Exercise material Start Marker
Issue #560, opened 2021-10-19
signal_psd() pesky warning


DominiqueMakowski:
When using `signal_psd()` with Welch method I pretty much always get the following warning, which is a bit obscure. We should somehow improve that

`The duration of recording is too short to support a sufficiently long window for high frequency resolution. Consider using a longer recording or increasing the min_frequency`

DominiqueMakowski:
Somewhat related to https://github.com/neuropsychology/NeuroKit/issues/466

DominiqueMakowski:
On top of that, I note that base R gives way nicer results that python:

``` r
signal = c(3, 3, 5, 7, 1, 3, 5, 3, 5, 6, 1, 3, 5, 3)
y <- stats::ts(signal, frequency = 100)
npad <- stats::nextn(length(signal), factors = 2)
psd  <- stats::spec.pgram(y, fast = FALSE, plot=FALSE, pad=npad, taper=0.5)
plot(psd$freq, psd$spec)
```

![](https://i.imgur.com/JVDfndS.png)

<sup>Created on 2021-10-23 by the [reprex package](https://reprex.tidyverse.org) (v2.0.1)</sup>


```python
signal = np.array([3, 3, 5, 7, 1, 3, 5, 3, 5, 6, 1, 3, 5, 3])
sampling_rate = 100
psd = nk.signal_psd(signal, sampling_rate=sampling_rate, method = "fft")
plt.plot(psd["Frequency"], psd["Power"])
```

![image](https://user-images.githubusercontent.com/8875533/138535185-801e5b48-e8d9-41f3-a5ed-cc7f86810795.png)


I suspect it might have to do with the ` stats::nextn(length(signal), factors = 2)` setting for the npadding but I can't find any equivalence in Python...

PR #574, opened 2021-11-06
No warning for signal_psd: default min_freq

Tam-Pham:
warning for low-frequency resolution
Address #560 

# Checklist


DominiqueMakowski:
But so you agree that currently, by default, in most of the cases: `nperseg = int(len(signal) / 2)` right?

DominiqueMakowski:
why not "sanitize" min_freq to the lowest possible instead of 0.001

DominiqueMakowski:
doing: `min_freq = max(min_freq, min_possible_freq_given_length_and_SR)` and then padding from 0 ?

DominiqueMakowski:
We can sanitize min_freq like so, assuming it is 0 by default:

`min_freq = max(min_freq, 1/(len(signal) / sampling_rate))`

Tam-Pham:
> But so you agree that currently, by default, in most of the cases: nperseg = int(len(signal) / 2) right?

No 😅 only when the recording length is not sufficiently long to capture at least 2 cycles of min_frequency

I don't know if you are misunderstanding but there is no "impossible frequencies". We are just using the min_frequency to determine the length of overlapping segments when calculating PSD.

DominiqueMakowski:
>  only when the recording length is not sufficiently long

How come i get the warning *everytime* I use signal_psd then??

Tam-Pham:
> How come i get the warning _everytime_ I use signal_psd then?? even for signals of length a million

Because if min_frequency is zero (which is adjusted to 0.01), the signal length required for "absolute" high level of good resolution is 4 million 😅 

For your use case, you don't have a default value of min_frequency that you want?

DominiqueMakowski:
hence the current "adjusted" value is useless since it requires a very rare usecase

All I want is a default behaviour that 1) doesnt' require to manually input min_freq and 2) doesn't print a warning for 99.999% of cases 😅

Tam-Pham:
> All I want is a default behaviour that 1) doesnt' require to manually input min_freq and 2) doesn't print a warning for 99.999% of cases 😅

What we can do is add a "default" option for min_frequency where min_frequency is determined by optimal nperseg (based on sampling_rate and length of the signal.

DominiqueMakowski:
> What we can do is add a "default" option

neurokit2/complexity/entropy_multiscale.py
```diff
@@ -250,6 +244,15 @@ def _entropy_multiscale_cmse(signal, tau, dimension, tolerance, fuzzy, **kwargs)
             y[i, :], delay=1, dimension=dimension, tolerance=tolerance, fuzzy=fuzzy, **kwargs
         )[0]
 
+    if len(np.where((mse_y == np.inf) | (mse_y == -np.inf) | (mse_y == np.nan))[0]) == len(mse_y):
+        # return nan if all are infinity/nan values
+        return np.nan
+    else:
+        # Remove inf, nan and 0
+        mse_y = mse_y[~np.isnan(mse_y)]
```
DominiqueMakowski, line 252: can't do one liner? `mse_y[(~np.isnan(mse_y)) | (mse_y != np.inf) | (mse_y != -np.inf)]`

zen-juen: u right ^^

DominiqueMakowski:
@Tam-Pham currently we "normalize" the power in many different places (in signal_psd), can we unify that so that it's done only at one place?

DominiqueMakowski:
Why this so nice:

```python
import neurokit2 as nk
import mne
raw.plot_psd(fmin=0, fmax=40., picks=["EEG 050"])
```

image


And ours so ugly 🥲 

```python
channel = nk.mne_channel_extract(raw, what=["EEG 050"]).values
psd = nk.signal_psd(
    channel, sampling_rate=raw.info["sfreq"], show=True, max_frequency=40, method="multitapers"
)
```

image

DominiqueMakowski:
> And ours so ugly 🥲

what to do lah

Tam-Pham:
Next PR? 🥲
Exercise material End Marker
* Exercise description
Copy out every line in the entries above that holds "want".

* Written reply
For your use case, you don't have a default value of min_frequency that you want?
All I want is a default behaviour that 1) doesnt' require to manually input min_freq and 2) doesn't print a warning for 99.999% of cases 😅
> All I want is a default behaviour that 1) doesnt' require to manually input min_freq and 2) doesn't print a warning for 99.999% of cases 😅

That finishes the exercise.